CockroachDB: live certificate rotation

certificate rotation in a live CRDB environment

On Kubernetes we have a CockroachDB deployment and associated secret resources that are mapped as volumes in the CRDB pods. These secrets represent the certificates that are required by the database to operate, and include CA certs, Node certs, and User certs.

CockroachDB allows you to rotate these certificates in a non-disruptive way that keeps existing client/SQL connections alive, and no rolling restarts are required.

Because we’re working in a containerized environment, there is a specific sequence of tasks required to accomplish this process.

This blog covers these basics, and with the help of the linked GitHub repo you can automate this workflow using the NodeJS app in a reliable, repeatable, reusable way.

GitHub: crdb-cert-rotation

…to the cert rotation tasks

This section details the sequence of steps that are required to complete the cert-rotation. Like any integrated software system, we will encounter caveats and variances based on target platforms, customizations on the deployments, and security/role restrictions.

step 1: update your actual secrets (manual)

This first step requires you to refresh, generate, update your actual certificates.
These can grouped into a single common secret object or might be broken down into separate secret-objects based on specific usage. For example the CA can be its own secret, the Node certs might reside in a separate secret, and same goes for user/client certs.

This is the only step that requires manual intervention. This is by design because each organization typically has their own workflow to refresh these. Some use Hashicorp Vault, some rely on the cockroach cert commands, while other admins generate their own certs manually.

These need to be updated in the secrets such that future pod restarts will load these moving forward.

step 2: read all the new secrets

This step collects all the secrets tied to CockroachDB. These are specified as a list of tuples that represent the secret name and the mount-path from the CRDB pod perspective. The example below shows 2 secrets with mounts, but you might have only 1 secret or possibly more. This tool allows for you to specify any number of mounts and their respective secrets object.

step 3: identify the target CRDB pods to refresh (auto)

CockroachDB pods should be labelled using common tags as well as node-specific tags. In the case here, we have a common tag that matches all the pods in the cluster, defined by the environment variable MZ_CRDB_POD_LABEL_KV.

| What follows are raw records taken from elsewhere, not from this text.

PR #210, opened 2022-03-14
Reference data directory should be class Directory not File

alexiswl:
Reference data directory should be of class 'Directory' not 'File'


victorskl (approved):
Yep; thanks for the quick patch. Me also figure on the first pass of validation Run.

PR #213, opened 2022-03-15
Added prod workflow version for rnasum

alexiswl:


victorskl (approved):
LGTM! Merging it now. I will apply to PROD when releasing Korat.

PR #215, opened 2022-03-24
Hardcode dataset for RNASum

alexiswl:


victorskl (approved):
Thanks @alexiswl I can backport this to Korat!

PR #252, opened 2016-11-03
Automatic assets - js modules match py modules

### LINKED ISSUE #244: How to write a JS module
In Python and JS to write some reusable functions you would put them in a separate file and just import that. How does this work in Flexx? How do I make a simple JS module? :)

almarklein:
Closes #244 

This PR is a continuation of #225. I wish I'd realized the potential of this earlier, but I guess I needed #225 first in order to see how we can take it further ...

This PR:
* Introduces the concept of a JS module (only used internally), that matches with a Python module.
* We can have JS modules for modules that define `Model` classes, or for fully PyScript compatible modules.
* PyScript now reports the globals (used, but undefined variables) of the transpiled code.
* We can use that information to detect what global variables of the Python module are used by JS.
* We can use that to collect dependencies and correctly import these names in the JS module
* Similarly we can see what functions/classes we need to transpile (and include the result in the JS module).

All this means that the user won't have to do any asset management, except for specifying external assets (e.g. Bokeh, JQuery, Phosphor), but this can likely be done by simply defining the asset in a module; we can detect it and automatically make that asset a dependency of the JS module.

This also means that we can *use* linting tools to evaluate our JS, instead of having to *fool* them.


Korijn:
Love it! A question: can you also use python libs in JS now? e.g. https://github.com/dgilland/pydash ?

almarklein:
Yes, I think you could! As long as a function/class is PyScript compatible you can import it in a module and use it in JS.

Korijn:
Awesome. Can't wait to see how this works out for our project. :)

almarklein:
Dear Git Gods, I made the stupid mistake of rebasing the branch on which this was based. Please be gentle on my soul ...

almarklein:
In other words: oh crap ...

Issue #253, opened 2016-11-04
Running in Jupyter notebook / lab / other


almarklein:
The purpose of this issue is to get an idea of what's needed for Flexx to run inside environments like the notebook, JupyterLab, and other. What special measures does Flexx need to take, and what does Flexx need to know. Some things are already in place, but there are some loose ends.

Flexx needs to be made aware of certain aspects of the environment that it runs in. Sometimes its ok if the user provides this information (e.g. via `app.init_notebook()`), but the more we can automate, the better. If the server is aware of something, its easy to make the client aware too. The reverse is less true (the server might need the information before a connection is made).

I split this up aspects related to notebooks and Phosphor.

### General

Since Flexx is embedded as part of an existing web page/app, there is no concept of a "Flexx app", and therefore must make use of the default session. E.g. `app.init_notebook()` takes care of this.

### Notebooks

Notebooks can run in:
* The Jupyer notebook (which does not have Phosphor loaded).
* The notebook widget in JLab (Phosphor is loaded).
* Something else?
* In all cases, its a notebook that can be *exported* to HTML. For this reason, Flexx must *always* embed its own `phosphor-all.js` and `phosphor-all.css` for the exported notebook to work.

What Flexx needs to be able to detect:
* Server and client need to know whether its running in a notebook. This is set by `app.init_notebook()`.
* Client needs to know whether its running in an *exported* notebook. We now try to detect this by looking for the presence of `window.IPython.foo.bar` and `window.jupyter.lab`. This seems fragile though.

### Phosphor

If Flexx is loaded in an environment that already uses Phosphor, Flexx should probably use that version. This is a problem we're now facing with integrating Flexx with JLab, but could be an issue in general, especially if Phosphor gets more widely adopted.

For the JavaScript, Flexx ships its own `phosphor-all.js` in an AMD module. In one way or another, we can make Flexx make use of the available library instead of its own. For the CSS, Flexx ships its own `phosphor-al.js` (i.e. `phosphor/styles/base.css`). Fortunately, we can set this style DOM element to `disabled` if we know that Phosphor is already loaded.

How to determine if Phosphor is already loaded:
* Check the presence of `window.jupyter.lab`. Works in JLab, but is not a generic solution.
* Phosphor could set a global (and also report its version), e.g. `window.phosphor_version`.

How to let Flexx reach the Phosphor lib:
* JLab (the Flexx-plugin) can provide hooks.
* A more generic solution?

[...]

PR #254, opened 2016-11-04
Making things work in Jupyterlab - part 1

### LINKED ISSUE #263: Modularize CSS
Flexx might not be alone on the page. While the JS is (soon) pretty modular, CSS is sort of global by nature. We don't want our CSS to mess up other parts of the page, or silly mistakes in other people's CSS to mess up our widgets.

* All our class names should be prefixed with `flx-`. Even if we would use strict selectors like `.flx-Widget > hidden`, our `hidden` class can easily cause trouble elsewhere.
* For clarity, modifier class names should be `flx-mod-x`.
* All third party class names (in particular Phosphor) should be "under a `flx-Widget`", e.g. `.flx-Widget p-TabBar`.

Further notes regarding Phosphor: the `phosphor-all.css` should consist of Phosphor's standard CSS plus any CSS that we need to add to make things work, and (as outlines above) should be "prefixed" with `.flx-Widget p-XX`. That way our CSS should not harm the rest of the page, and can also be disabled as a whole.

almarklein:
Relates to #253. Fixes #263.

This is mainly about CSS.

* [x] Make Flexx work (technically) in a notebook in JLab
* [x] Make Flexx not use its own Phosphor CSS when in JLAB
* [x] Make Flexx' styling of Phosphor stuff such that it does not clash
* [x] Put Flexx' Phosphor-related CSS in `phosphor-all.css` so it can be disabled as a whole
* [x] Prefix all Phosphor CSS with `.flx-Widget`.
* [x] Clean other CSS to avoid clashes.

By prefixing the CSS rules, we can already safely load our own `phosphor-all.css` in Jupyterlab without breaking things. But it would reset the style of all Flexx widgets, so we still keep the approach to disable `phosphor-all.css`.


almarklein:
#263 should take this further

PR #266, opened 2016-11-09
Automatic assets - js modules match py modules (2)

### LINKED ISSUE #244: How to write a JS module

almarklein:
Supersedes #252 (I broke that branch)

Closes #244 

This PR is a continuation of #225. I wish I'd realized the potential of this earlier, but I guess I needed #225 first in order to see how we can take it further ...

This PR:
* Introduces the concept of a JS module (only used internally), that matches with a Python module.
* We can have JS modules for modules that define `Model` classes, or for fully PyScript compatible modules.
* PyScript now reports the globals (used, but undefined variables) of the transpiled code.
* We can use that information to detect what global variables of the Python module are used by JS.
* We can use that to collect dependencies and correctly import these names in the JS module
* Similarly we can see what functions/classes we need to transpile (and include the result in the JS module).

All this means that the user won't have to do any asset management, except for specifying external assets (e.g. Bokeh, JQuery, Phosphor), but this can likely be done by simply defining the asset in a module; we can detect it and automatically make that asset a dependency of the JS module.

This also means that we can *use* linting tools to evaluate our JS, instead of having to *fool* them.


almarklein:
Some notes: in essense, the idea of modules is all about propagating dependencies:

* In PyScript we detect unresolved dependencies in JS code, and move these up
  the namespace stack.
* The create_js_hasevents_class() function and ModelMeta class collect the
  dependencies from the different code pieces.
* In JSModule we resolve some dependencies and let other propagate into
  module dependencies.
* In the Bundle class, again some dependencies are resolved due to bundling,
  and others propagate to dependencies between bundles.

PR #291, opened 2016-11-28
Allow running Phosphor provided by Jupyter

almarklein:
* Make use of lastest Phosphor-all, which has a new API that uses a `window.require_phosphor()` function.
* Flexx' module loader `window.flexx.define` + `window.flexx.require` detects when something `phosphor/...` is required, and calls `window.jupyter.require()` or `window.require_phosphor()`.
* All widget modules load needed phosphor modules using `window.flexx.require()` (made possible by `RawJS` #290).


almarklein:
cc @sccolbert @blink1073

Issue #303, opened 2016-12-04
serve apps through https


pigay:
Is it possible to configure the tornado server to serve through https?

It could be used with the [cloud webapp use case](Hosting-a-web-app-in-the-cloud]) for instance.

I tried a naive hack, but it seems that passing `ssl_options` to Tornado `HTTPServer` constructor is not enough: application page is frozen in starting state, while the server is polling somewhere in its even loop.

Is there a easy way to get the secure protocol working?

Thanks

almarklein:
Flexx currently does not provide a means to do this. It'd surely be possible but I don't know enough about this to say how hard it would be. If you could provide a proof of concept of sorts, I'm very open to include this functionality.

Apart from setting `ssl_options`, you'd probably also need to change some references of `http` to `https`.

almarklein:
And you'd have to do the same for the websocket connection.

pigay:
Here it is!

Cheers!

Pierre

almarklein:
Closed by #307 and #317

Issue #299, opened 2016-12-02
Q: code deployment on remote IPy notebook server


alexveden:
I've created new custom widget component, and it works fine on my development localhost machine. But when I try to deploy this code on remote IPy Notebooks server the widget is drawn, but it doesn't respond to mouse clicks.

I'm seeing this in browser console:
> Socket connected
> Lost connection with server: Could not launch app: RuntimeError("Asked for app id 'UugOTCOcFDkadMCunJqq8hyg', but could not find it",) (1003)

I suspect that the problem is in the settings, and I need to make the server to listen remote hostname.
My setup is:
flexx: 0.4.1
Ubuntu 16.04
IPy Notebooks server: https://10.0.1.2:8888/

I've tried to add custom config file to ~/.config/.flexx.cfg and add following line to it:
> config.hostname=10.0.1.2

but it still has no effect.

p.s. Could you clarify generic .flexx.cfg paths locations for different OSes inside documentation, because it's not so intuitive to find 'appdata' in ~/.config in Linux?

Thx

alexveden:
Changes, config contents to:
> hostname=10.0.1.2
and not it's connecting.

But another issue:
> The page at 'https://10.0.1.2:8888/notebooks/flexx_new.ipynb' was loaded over HTTPS, but attempted to connect to the insecure WebSocket endpoint 'ws://10.0.1.2:49190/__default__/ws'. This request has been blocked; this endpoint must be available over WSS.

As I know there is no option to launch remote notebook server without HTTPS.

almarklein:
A lot has changed w.r.t. notebook support since 0.4.1, though the latest issue seems to suggest that non-secure websockets are blocked. I have not looked into this in any way, but I suspect that you can make Flexx use `wss` by editing `flexx/app/_clientcore.py`.

I've added a note to the docs on how to find the appdata dir: ``flexx.util.config.appdata_dir()``. Putting it in `~/.config` was a suggestion from a Linux user who said it was the best place to put it (previously I used `~/.flexx`).

almarklein:
I think the remaining problem is the issue of secure websockets, which is covered by #303, so closing this in favor of that issue.

PR #307, opened 2016-12-05
add support for HTTPS protocol

pigay:
Proof of concept for #303
* Allows to pass arguments to `tornado.HTTPServer` constructor through `app.create_server`.
* support for HTTPS protocol

Enable SSL transport by calling :
```
args = {}
args['ssl_options'] = {'certfile' : 'path-to-crtfile', 'keyfile' : 'path-to-keyfile'}
app.create_server(**args)

app.serve(Example, 'Example')
app.run()
```

### DIFF
--- a/flexx/app/_server.py
+++ b/flexx/app/_server.py
@@ -176,3 +176,9 @@ class AbstractServer:
         Or None if the server is not serving (anymore).
         """
         return self._serving
+
+    @property
+    def protocol(self):
+        """ Get a string representing served protocol
+        """
+        raise NotImplementedError
--- a/flexx/app/_server.py
+++ b/flexx/app/_server.py
@@ -50,6 +50,8 @@ def create_server(host=None, port=None, new_loop=False, backend='tornado',
             app.serve(Example, 'Example')
             app.run()
 
+        Alternately, cert and key files can be provided through
+           ``ssl_certfile`` and ``ssl_keyfile`` configuration variables.
     """
     # Lazy load tornado, so that we can use anything we want there without
     # preventing other parts of flexx.app from using *this* module.
--- a/flexx/app/_server.py
+++ b/flexx/app/_server.py
@@ -11,7 +11,8 @@ from .. import config
 _current_server = None
 
 
-def create_server(host=None, port=None, new_loop=False, backend='tornado', **server_kwargs):
+def create_server(host=None, port=None, new_loop=False, backend='tornado',
+                  **server_kwargs):
     """
     Create a new server object. This is automatically called; users generally
     don't need this, unless they want to explicitly specify host/port,
--- a/flexx/app/_server.py
+++ b/flexx/app/_server.py
@@ -11,7 +11,7 @@ from .. import config
 _current_server = None
 
 
-def create_server(host=None, port=None, new_loop=False, backend='tornado'):
+def create_server(host=None, port=None, new_loop=False, backend='tornado', **server_kwargs):
     """
     Create a new server object. This is automatically called; users generally
     don't need this, unless they want to explicitly specify host/port,
@@ -33,6 +33,7 @@ def create_server(host=None, port=None, new_loop=False, backend='tornado'):
             which is made current when ``start()`` is called. If ``False``
             (default) will use the current IOLoop for this thread.
         backend (str): Stub argument; only Tornado is currently supported.
+        **server_kwargs: keyword arguments passed to the server constructor
     
     Returns:
         server: The server object, see ``current_server()``.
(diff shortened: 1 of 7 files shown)


almarklein:
Thanks!

I think it would be nice to document this feature. I think the best place might be to add a few lines to the docstring of `create_server()` on how `server_kwargs` can be used to enable SSL.

Is it also possible to add an example script to demo this? Not sure what cert and keyfile to point to though. What do you think? 

I see a few more places that use `http`:
* The `url` prop in `app/_app.py`
* `init_interactive()` in `app/_funcs.py`

almarklein:
Travis fails because of style errors. You can run the style test locally by running `python make test style` in the root flexx directory.

Korijn:
Should the port be set to `443` automatically if `None` for the `https` protocol? I'm not sure if it will work on other ports.

pigay:
@Korijn from my tests, it works fine for default port (49190)

alexveden:
@pigay thx for your work. Have you added new config setting handling for HTTPS connections?

pigay:
This error (https://travis-ci.org/zoofIO/flexx/jobs/181720106) seems to happen in python2.

I don't know much about python testing. How can I debug this error?

pigay:
@alexveden not yet. I was thinking of it, though.

However, this configuration is specific to Tornado. Should I add `tornado_certfile` and `tornado_keyfile` in `flexx._config.py`?

alexveden:
@pigay It would be great, because the problem is also related to remote Ipython notebooks too https://github.com/zoofIO/flexx/issues/299

alexveden:
@pigay Am I correct, do we need both key and cert to connect SSL, but according your last commit https://github.com/zoofIO/flexx/pull/307/commits/ccfa4b1dfa79e6ba355fbd540e1b84c4237a5f71 its allowed to add one of those files.

pigay:
@alexveden I think so. I found easier to handle each file independently and error messages from tornado should still be meaningful.

pigay:
A question: I'm not really fluent with Github. Do I need to create another PR after rebase to solve the merge conflict?

almarklein:
@pigay you can create a new branch if you prefer, but it it nor necessary. On a merge conflict in a PR you can either merge your branch with master, or rebase it on master. Preference depends on the project, I slightly prefer the latter:
```
git checkout master
git pull
git checkout your-branch
git rebase master
... resolve conflicts
git add ... files that were in conflict
git rebase --continue
git push your-remote your-branch -f
```
The `-f` force-pushes, i.e. overwrites history. Never ever use that on a `master` branch :P

pigay:
@almarklein the `-f` what was I was missing. Thanks.

alexveden:
@almarklein how long could it take to merge this pull request to the master? Thx

flexx/app/_tornadoserver.py
```diff
@@ -63,17 +63,30 @@ def _get_io_loop(self):
...
                 self._loop = IOLoop(make_current=True)
     
-    def _open(self, host, port):
+    def _open(self, host, port, **kwargs):
         # Note: does not get called if host is False. That way we can 
         # run Flexx in e.g. JLab's application.
-        
+
+        # handle ssl, wether from configuration or given args
+        if 'ssl_certfile' in config and config.ssl_certfile:
```
almarklein: That first test `ssl_certfile' in config` should not be necessary

flexx/app/_server.py
```diff
@@ -33,9 +34,24 @@ def create_server(host=None, port=None, new_loop=False, backend='tornado'):
...
+    
+        .. code-block:: py
+        
+            app.create_server(ssl_options = {'certfile' : '/path/to/certfile',
+                                             'keyfile' : '/path/to/keyfile'})
+            app.serve(Example, 'Example')
+            app.run()
+
+        Alternately, cert and key files can be provided through
+           ``ssl_certfile`` and ``ssl_keyfile`` configuration variables.
```
almarklein: I like the idea of setting ssl options via the config. In fact, I think we should advocate that as *the* way to do it. We can keep the `server_kwargs`, but can you please please remove the example in this docstring (I know I asked you to add it earlier, sorry!).

flexx/app/examples/serve_ssl.py
```diff
@@ -0,0 +1,33 @@
...
+
+# Some very secret Model
+class Example(ui.Widget):
+    def init(self):
+        ui.Button(text='Secret Button')
+
+# configure web server for SSL
+app.create_server(ssl_options={'certfile' : CERTFILE,
+                               'keyfile' : KEYFILE})
+
```
almarklein: Can you please use `flexx.config` here instead? I think that should be the approach to put forward as the way to enable https.

flexx/app/examples/serve_ssl.py
```diff
@@ -0,0 +1,33 @@
...
+from flexx import app, ui
+
+# generate self-signed certificate for this example
+import os
+
+CERTFILE = '/tmp/self-signed.crt'
+KEYFILE = '/tmp/self-signed.key'
+
+os.system('openssl req -x509 -nodes -days 1 -batch -newkey rsa:2048 '
+          '-keyout %s -out %s' % (KEYFILE, CERTFILE))
```
almarklein: Out of curiosity, if Flexx ever supports a web framework alternative to Tornado, would the same key and cert files be usable?

almarklein:
Thanks @pigay !

pigay:
My pleasure!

This tag is actually a tuple (KV), where my example indicates a common tag defined as zlamal:demo-2025 that can be found in all the pods of my cluster. It’s functionally equal to a label listed as “zlamal: demo-2025”.

The NodeJS app reads this from the environment (supplied by you in the job-definition YAML), and uses it to capture the running pods so that the tool can perform actions on them in subsequent steps.

step 4: we iterate through each pod and perform the certificate updates

This next step is a loop that performs a few sub-steps to accomplish the rotation for each node. These tasks ensure that the pod remains running while bringing the latest secrets, and this can be verified by SHing directly into the pods to inspect the certs folders for changes.

step 4.1: delete the old certs

This step deletes the certificates for each secret object. There can be many secrets, and each secret can contain many certs and keys.

step 4.2: save the new certs

This step deletes the certificates for each secret object in an iterative process. There can be many secrets, and each secret can contain many certs and keys. This is all covered by iterative loops to save all the items.

step 4.3: adjust the permissions of the keys

CockroachDB will NOT accept keys that have open permissions. The app sets the read permissions to only the current user, no group access.

step 4.4: the magic of sighup

This is the special task that tells CRDB there were changes to the certificates. The sighup is an OS-level kill command that doesn’t actually kill the process, it merely tells the process of a HANGUP system event. CockroachDB knows to reload all certificates in this condition, without dropping any connections.

You can also see the effects of a SIGHUP in the CockroachDB logging (both on disk and in the console).

step 5: …verify the certificates?

In your CockroachDB admin console, you can find the actual certificates under the Advanced Debug tab, and in the Even More Advanced Debugging section.

Here you will find “Certificates on this node” that lets you validate the expiry of your certs, and now they should reflect the freshest dates based on step 1 (cert creation saved as secrets).

Example certificates in Advanced Debug

Conclusion & References

All YAML is available in the GitHub repo for this project I did not want to mess-up this write up with YAML blocks, so please review them in the repository.
Have fun, but please work with the Cockroach Enterprise Architects to run through this process for the first time.
Please review the code. It’s an implementation of these steps, written in JavaScript running under NodeJS
I have a dockerized image available (currently for ARM64 but can be created for all architectures), but requires a pull-secret.